Issue #895, opened 2021-07-16
Error when creating a new page/event/poi without description


david-venhoff:
### Describe the Bug
Creating a new page/event/poi that has no description causes this error:
![grafik](https://user-images.githubusercontent.com/78504586/125942150-453235c1-580b-45c7-b037-a1a5865c424e.png)

### Steps to Reproduce
1. Create a new event, page or poi
2. Fill in all required fields, but leave the description empty
3. Click on save

### Expected Behavior
The server saves the new page, event or poi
####
§ **What you should do**: The line containing "1. Create a new event, page or poi" and all lines after it, through the end of the entries above, are to be returned exactly and alone.

§ **Your solution**:
1. Create a new event, page or poi
2. Fill in all required fields, but leave the description empty
3. Click on save

### Expected Behavior
The server saves the new page, event or poi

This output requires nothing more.